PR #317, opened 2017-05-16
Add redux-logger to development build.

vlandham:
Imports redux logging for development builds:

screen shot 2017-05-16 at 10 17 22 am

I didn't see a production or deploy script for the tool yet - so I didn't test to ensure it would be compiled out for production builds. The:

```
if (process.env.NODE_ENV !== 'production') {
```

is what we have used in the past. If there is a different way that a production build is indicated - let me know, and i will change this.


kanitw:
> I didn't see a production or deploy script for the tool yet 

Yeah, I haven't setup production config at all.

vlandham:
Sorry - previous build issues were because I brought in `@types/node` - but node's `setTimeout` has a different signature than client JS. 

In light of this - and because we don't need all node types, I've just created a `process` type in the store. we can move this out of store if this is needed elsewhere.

...

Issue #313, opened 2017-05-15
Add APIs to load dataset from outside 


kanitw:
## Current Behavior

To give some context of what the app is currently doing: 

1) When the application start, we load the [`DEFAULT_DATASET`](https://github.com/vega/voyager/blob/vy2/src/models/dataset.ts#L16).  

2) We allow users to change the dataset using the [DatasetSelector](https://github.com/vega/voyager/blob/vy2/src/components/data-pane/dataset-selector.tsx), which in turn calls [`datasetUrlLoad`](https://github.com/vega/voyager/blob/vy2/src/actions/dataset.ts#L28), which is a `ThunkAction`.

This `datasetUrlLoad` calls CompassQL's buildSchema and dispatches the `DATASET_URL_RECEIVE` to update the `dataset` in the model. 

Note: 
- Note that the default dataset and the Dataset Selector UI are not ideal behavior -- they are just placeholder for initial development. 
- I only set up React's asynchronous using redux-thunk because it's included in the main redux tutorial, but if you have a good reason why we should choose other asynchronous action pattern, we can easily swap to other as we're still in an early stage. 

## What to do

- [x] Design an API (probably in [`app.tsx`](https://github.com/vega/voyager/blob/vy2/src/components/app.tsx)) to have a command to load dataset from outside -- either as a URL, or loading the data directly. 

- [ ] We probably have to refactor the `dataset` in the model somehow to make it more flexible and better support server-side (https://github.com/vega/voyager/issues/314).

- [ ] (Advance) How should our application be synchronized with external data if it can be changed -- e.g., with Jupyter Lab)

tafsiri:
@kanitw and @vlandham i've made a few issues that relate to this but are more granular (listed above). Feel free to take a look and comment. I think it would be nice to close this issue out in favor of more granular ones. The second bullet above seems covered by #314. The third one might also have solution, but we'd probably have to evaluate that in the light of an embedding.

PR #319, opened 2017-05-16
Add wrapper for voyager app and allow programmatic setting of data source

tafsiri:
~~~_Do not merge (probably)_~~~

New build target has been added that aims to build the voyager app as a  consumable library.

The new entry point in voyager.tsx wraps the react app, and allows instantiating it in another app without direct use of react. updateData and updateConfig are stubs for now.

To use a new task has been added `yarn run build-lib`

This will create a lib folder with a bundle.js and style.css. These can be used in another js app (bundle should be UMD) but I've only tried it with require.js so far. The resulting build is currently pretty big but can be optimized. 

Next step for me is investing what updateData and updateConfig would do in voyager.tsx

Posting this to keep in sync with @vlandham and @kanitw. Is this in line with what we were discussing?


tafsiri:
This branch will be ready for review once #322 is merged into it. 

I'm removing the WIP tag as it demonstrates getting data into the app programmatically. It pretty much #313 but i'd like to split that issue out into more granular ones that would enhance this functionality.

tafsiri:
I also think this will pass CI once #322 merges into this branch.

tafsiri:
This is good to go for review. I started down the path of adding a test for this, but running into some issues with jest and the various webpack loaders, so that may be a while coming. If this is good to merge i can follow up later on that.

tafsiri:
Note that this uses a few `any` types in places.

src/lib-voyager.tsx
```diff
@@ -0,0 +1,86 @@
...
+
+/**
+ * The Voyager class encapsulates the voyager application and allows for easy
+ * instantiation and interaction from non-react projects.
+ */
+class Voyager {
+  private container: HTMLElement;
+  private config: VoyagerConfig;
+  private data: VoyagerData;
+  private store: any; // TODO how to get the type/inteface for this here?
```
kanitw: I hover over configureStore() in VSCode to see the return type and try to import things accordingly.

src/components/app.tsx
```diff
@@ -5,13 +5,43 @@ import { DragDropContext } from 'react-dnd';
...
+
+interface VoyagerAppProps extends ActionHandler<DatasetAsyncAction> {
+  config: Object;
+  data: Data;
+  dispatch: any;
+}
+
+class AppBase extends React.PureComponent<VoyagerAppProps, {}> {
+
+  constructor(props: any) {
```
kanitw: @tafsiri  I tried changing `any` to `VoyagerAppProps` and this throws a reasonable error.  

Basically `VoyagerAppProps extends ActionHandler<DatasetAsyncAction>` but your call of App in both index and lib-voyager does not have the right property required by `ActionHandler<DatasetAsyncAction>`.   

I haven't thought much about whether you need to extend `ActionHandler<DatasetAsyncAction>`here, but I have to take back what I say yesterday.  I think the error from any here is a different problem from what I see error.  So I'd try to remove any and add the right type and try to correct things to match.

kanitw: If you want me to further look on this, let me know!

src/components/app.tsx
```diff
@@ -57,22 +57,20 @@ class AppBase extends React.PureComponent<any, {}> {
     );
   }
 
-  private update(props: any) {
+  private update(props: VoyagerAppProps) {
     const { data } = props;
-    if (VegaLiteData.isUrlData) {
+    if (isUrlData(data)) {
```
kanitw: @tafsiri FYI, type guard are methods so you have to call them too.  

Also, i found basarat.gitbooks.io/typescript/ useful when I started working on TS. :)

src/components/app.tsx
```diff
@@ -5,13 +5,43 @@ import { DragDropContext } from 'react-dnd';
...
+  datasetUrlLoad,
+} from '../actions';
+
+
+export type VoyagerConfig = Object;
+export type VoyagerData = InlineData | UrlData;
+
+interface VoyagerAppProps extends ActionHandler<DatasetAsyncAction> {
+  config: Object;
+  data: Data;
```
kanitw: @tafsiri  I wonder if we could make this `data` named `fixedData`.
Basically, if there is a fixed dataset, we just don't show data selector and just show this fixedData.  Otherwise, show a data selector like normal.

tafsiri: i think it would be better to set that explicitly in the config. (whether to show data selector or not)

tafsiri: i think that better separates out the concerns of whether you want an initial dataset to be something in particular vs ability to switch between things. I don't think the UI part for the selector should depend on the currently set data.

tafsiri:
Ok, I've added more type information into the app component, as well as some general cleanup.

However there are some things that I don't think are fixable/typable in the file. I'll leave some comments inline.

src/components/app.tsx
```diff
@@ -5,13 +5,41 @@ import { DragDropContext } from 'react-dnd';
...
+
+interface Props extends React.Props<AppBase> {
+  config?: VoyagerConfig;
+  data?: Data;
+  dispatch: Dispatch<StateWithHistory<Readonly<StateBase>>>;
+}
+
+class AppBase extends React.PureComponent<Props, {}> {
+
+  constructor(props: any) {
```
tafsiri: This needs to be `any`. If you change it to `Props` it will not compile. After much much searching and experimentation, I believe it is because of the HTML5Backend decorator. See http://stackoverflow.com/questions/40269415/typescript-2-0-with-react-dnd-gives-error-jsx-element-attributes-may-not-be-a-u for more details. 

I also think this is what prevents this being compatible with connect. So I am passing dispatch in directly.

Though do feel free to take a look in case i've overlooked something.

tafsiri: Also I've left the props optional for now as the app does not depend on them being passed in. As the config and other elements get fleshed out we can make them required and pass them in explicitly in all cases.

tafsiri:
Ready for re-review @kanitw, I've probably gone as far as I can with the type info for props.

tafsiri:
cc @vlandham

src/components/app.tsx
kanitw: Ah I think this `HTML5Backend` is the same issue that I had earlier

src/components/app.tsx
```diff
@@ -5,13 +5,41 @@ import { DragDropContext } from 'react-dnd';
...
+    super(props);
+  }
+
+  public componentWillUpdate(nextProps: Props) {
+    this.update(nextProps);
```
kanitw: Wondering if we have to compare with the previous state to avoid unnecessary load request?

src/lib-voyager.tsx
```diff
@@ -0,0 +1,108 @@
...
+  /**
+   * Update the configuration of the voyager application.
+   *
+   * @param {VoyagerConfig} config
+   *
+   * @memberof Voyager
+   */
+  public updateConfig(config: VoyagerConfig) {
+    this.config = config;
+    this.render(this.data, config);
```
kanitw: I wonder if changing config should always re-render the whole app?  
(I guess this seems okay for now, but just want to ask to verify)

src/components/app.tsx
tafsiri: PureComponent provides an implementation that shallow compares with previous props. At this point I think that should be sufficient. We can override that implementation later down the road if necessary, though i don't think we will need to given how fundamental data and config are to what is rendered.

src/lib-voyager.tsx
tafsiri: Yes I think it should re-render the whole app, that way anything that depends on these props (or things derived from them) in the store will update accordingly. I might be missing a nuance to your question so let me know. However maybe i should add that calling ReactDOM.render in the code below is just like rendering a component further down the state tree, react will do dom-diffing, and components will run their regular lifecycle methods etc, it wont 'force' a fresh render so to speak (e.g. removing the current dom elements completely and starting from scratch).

> **BRIEF**: Please report how many lines of the entries above contain the string "used". Reply with only the number.

> **EXERCISE RESULT**: 2